WORK INSTRUCTION: Tally the lines in the listing below that contain "systemd" and report the tally alone.

DATA:
PR #104, opened 2018-03-11
systemd: Enable systemd's auto-restart feature for client profiles.

d1b:
Signed-off-by: David <db@d1b.org>

### DIFF
--- a/distro/systemd/openvpn-client@.service.in
+++ b/distro/systemd/openvpn-client@.service.in
@@ -18,6 +18,8 @@ DeviceAllow=/dev/net/tun rw
 ProtectSystem=true
 ProtectHome=true
 KillMode=process
+RestartSec=5s
+Restart=on-failure
 
 [Install]
 WantedBy=multi-user.target


d1b:
Related: https://github.com/OpenVPN/openvpn/commit/a4686e99b047081f0ef6f7945450183088464aa5 .

dsommers:
Currently we are not quite decided if we want to enable this by default on clients for all configurations.  We recognise this is quite useful for many setups, but all of them?  That decision was easier on the server side, the vast majority of sys-admins we've heard from liked the idea on the server side - a server is of little use if the services it wants to provide is unavailable.

A client (host) might have multiple client configurations, with different expectations.  So it is harder to have a default policy in this context.  And especially when it is fairly easy to add this manually, even on a per-configuration scenario:

    # systemctl edit openvpn-client@CONFIGNAME

And then add the `RestartSec=` and `Restart=` settings inside a `[Service]` section.

We currently believe this approach is better for the vast majority of users.

d1b:
> Currently we are not quite decided if we want to enable this by default on clients for all configurations. We recognise this is quite useful for many setups, but all of them
...
> A client (host) might have multiple client configurations, with different expectations. So it is harder to have a default policy in this context. And especially when it is fairly easy to add this manually, even on a per-configuration scenario:

Sure but the condition being changed / modified here is on failure. I do understand the difficulty with having the client reconnect though. One example I was thinking about is if an organisation doesn't want 
their users accidentally connecting to the vpn while in the office, then preventing the systemd service from retrying could/would be useful. (However, I would expect a fair mount of those users to be using a graphical client such as `network-manager` on linux to connect to the vpn).

> We currently believe this approach is better for the vast majority of users.

@dsommers sure. Perhaps the answer here is to document the default behavior and how to change it.

dsommers:
Yeah, improving the documentation is definitely a good way forward regardless.  So I'm willing to review and accept patches for this topic, and we can see where this discussion goes further.

But please remember: patches needs to end up in the public mailing list in the end.  We can discuss things here via pull-requests resulting in a final patch, but the final result needs to end up on the mailing list.

vermeeren:
Today I was bitten by this issue. I adjusted some seemingly irrelevant options on a OpenVPN server instance and restarted it, expecting the clients to handle it gracefully. Because the clients drop a bunch of privileges however *and* OpenVPN decided recreation of the `tun` device was needed it ended in an explosion where all clients fatal exited and as a result the `openvpn-client@.service` for them failed. Quite a mess I had to manually untangle to get critical systems talking to each other again.

Personally I think the default should be to retry. A system service should do it's best to keep working, as it usually means it's part of a server or managed workstation, etc, and not a human user interacting with a VPN GUI or similar. Especially nasty if you rely on the VPN for remote access to the other machines, luckily didn't happen for me today.

I genuinely don't see a use case where you *don't* want it to automatically restart and try again on failure! Imagine if a DHCP client would stop trying if in encountered a very weird situation and fatal exited, resulting in a host without network connectivity. This with OpenVPN client feels very similar in principle to that.

I'll try sending a mail to the mailing list referring to this PR, hopefully this can be updated quite soon for future releases.

cc @dsommers

PR #151, opened 2021-07-06
Add option for DPI trickery

klim-iv:
Some internet providers detects attempts to connect OpenVPN server
and blocks it.
Detection executed with using DPI (deep packet inspection) during
establishing connection, such packet sequence is blocked:
  1. client sent: P_CONTROL_HARD_RESET_CLIENT_V2
  2. server sent: ACK
  3. server: P_CONTROL_HARD_RESET_SERVER_V2
  4. client sent: ACK
  5. client sent: P_ACK_V1
  6. server sent: ACK
  7. client sent: P_CONTROL_V1
  8. ISP close socket, connection fails
This patchset add DPI trickery, it delays sent data in step 5.
In that case, server repeat execute step 3. After some attempts
we execute step 5, but now, sequence of packets is not fit to
DPI template and step 8 is executed successful and connection is
established.

### DIFF
--- a/configure.ac
+++ b/configure.ac
@@ -274,6 +274,13 @@ AC_ARG_ENABLE(
 	[enable_wolfssl_options_h="yes"]
 )
 
+AC_ARG_ENABLE(
+	[dpi-trickery],
+	[AS_HELP_STRING([--enable-dpi-trickery], [enable dpi trickery @<:@default=no@:>@])],
+	,
+	[dpi-trickery="no"]
+)
+
 AC_ARG_VAR([PLUGINDIR], [Path of plug-in directory @<:@default=LIBDIR/openvpn/plugins@:>@])
 if test -n "${PLUGINDIR}"; then
 	plugindir="${PLUGINDIR}"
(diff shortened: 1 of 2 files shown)


ordex:
It will take very short time for a DPI logic to be updated to catch this too.

This said, why implementing such trickery when you can directly use tls-crypt which hides the full content of the control packets?

If that is also not enough, there is ongoing work aiming at obfuscating the whole protocol. The latter would be a better approach rather than adding "trickeries".

klim-iv:
> It will take very short time for a DPI logic to be updated to catch this too.
> 
> This said, why implementing such trickery when you can directly use tls-crypt which hides the full content of the control packets?
> 
> If that is also not enough, there is ongoing work aiming at obfuscating the whole protocol. The latter would be a better approach rather than adding "trickeries".

Ok, thanks a lot for you comment. I'll reject patchset

schwabe:
Side note: tls-crypt still does not hide the op codes. But yes. This DPI avoidance is better done with projects that concentrate on that.

PR #152, opened 2021-07-14
fix memory leak in add_route_ipv6.

DavidKorczynski:
Hi, 

There is a leak in `add_route_ipv6` here:
```
void
add_route_ipv6(struct route_ipv6 *r6, const struct tuntap *tt,
               unsigned int flags, const struct env_set *es,
               openvpn_net_ctx_t *ctx)
{
    struct gc_arena gc;
    struct argv argv = argv_new();

    const char *network;
    const char *gateway;
    bool status = false;
    const char *device = tt->actual_name;
#if defined(TARGET_LINUX)
    int metric;
#endif
    bool gateway_needed = false;

    if (!(r6->flags & RT_DEFINED) )
    {
        return;
    }
```

If the first condition is true, then `argv` will be leaked. This PR fixes it with a simple free. 

This was found during efforts in getting fuzzing into openvpn by way of oss-fuzz. 

Will submit this to the mailing list when you are happy with the patch.

### DIFF
--- a/src/openvpn/route.c
+++ b/src/openvpn/route.c
@@ -1891,6 +1891,7 @@ add_route_ipv6(struct route_ipv6 *r6, const struct tuntap *tt,
 
     if (!(r6->flags & RT_DEFINED) )
     {
+        argv_free(&argv);
         return;
     }
 


cron2:
Hi,

On Wed, Jul 14, 2021 at 03:09:44AM -0700, DavidKorczynski wrote:
>     if (!(r6-&gt;flags &amp; RT_DEFINED) )
>     {
>         return;
>     }

I'm not sure a route can ever end up here without being RT_DEFINED - but
you're right, *if* it ends up here, argv needs to be free'ed.

Please send a patch to the list.

gert
-- 

DavidKorczynski:
This is now being resolve on the mailing list, closing.

PR #154, opened 2021-08-01
GitHub Actions: fix MSVC builds

lstipakov:
By reasons remain unknown, MSVC GitHub Actions
started to fail after some irrelevant change.

While problem is also reproduced on my GitHub fork,
I couldn't reproduce it locally. Despiteadding
debug logging to GitHub Actions it is not clear
what went wrong:

 ##[debug]Exit code '3221225477' received from command
 '"D:\a\openvpn\openvpn\vcpkg\vcpkg.exe"'

Turns out that update to a newer vcpkg commit fixed the problem.

Signed-off-by: Lev Stipakov <lev@openvpn.net>


flichtenheld:
This change has been applied as commit de8871f86db0d76fb3a0b0892340df1b1ef2e16b. The PR should be closed.

PR #156, opened 2021-08-25
fix IN6_IS_ADDR_UNSPECIFIED

FH0:


ordex:
Hi @FH0 is this just a "cosmetic" fix? or is it fixing an actual problem?

FH0:
`IN6_IS_ADDR_UNSPECIFIED`  need `const struct in6_addr *` instead of `s6_addr`.
https://www.ibm.com/docs/en/zos/2.4.0?topic=programming-address-testing-macros

schwabe:
Yeah that explanation looks sounds. Could you add that to the commit message and send to our mailing list? (See contributing.rst)

cron2:
Hi,

On Wed, Aug 25, 2021 at 02:30:52AM -0700, FH0 wrote:
> `IN6_IS_ADDR_UNSPECIFIED`  need `const struct in6_addr *` instead of `s6_addr`.
> https://www.ibm.com/docs/en/zos/2.4.0?topic=programming-address-testing-macros

Interesting.  Why is this working today?

gert
-- 

schwabe:
Pointer to the struct and pointer to the first element of the struct (technically array address) have the same address. So while technically not correct you don't get any wrong behaviour since the address is still the same.

ordex:
@schwabe Yeah, this is mostly cosmetic.
@FH0 can we please get a patch with this explanation in the commit message sent to our mailing list?
Thanks!

PR #157, opened 2021-09-27
Change return value check of BIO_free

PeiweiHu:
BIO_free return values are not limited to 0 and 1 (although openssl documentation says 0 and 1). I already proposed pr and it will be merged in openssl 3.0. But it's better to change return check of BIO_free to adapt previous versions of openssl. 


flichtenheld:
So the patch seems technically correct. And BIO_free can indeed return values < 0 if a callback is set. But openvpn never seems to set any callbacks. So is this an actual issue here?

PR #160, opened 2021-10-31
Fix for issue 1161 ( --route-ipv6 does not recognize net_gateway or net_gateway-ipv6 )

fkooman:
This is a potential fix for [1161](https://community.openvpn.net/openvpn/ticket/1161). I am sure it is not done properly, some checks (whether iface / metric is defined) are missing I think, but rudimentary testing shows that it works on at least Linux. This patch adds/fixes the `net_gateway_ipv6` flag for `--route-ipv6`.

Any feedback, hints, suggestions welcome before I send it to openvpn-devel@ list.

### DIFF
--- a/src/openvpn/options.c
+++ b/src/openvpn/options.c
@@ -6556,7 +6556,7 @@ add_option(struct options *options,
                 msg(msglevel, "route-ipv6 parameter network/IP '%s' must be a valid address", p[1]);
                 goto err;
             }
-            if (p[2] && !ipv6_addr_safe(p[2]))
+            if (p[2] && !ipv6_addr_safe(p[2]) && !ipv6_is_special_addr(p[2]))
             {
                 msg(msglevel, "route-ipv6 parameter gateway '%s' must be a valid address", p[2]);
                 goto err;
--- a/src/openvpn/route.c
+++ b/src/openvpn/route.c
@@ -287,12 +287,57 @@ get_special_addr(const struct route_list *rl,
     return false;
 }
 
+static bool
+ipv6_get_special_addr(const struct route_ipv6_list *rl,
+                 const char *string,
+                 struct in6_addr *out,
+                 bool *status)
+{
+    if (status)
+    {
+        *status = true;
+    }
+    if (!strcmp(string, "net_gateway_ipv6"))
+    {
+        if (rl)
+        {
+            if (rl->rgi6.flags & RGI_ADDR_DEFINED)
+            {
+                *out = rl->rgi6.gateway.addr_ipv6;
+            }
+            else
+            {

SOLUTION: 4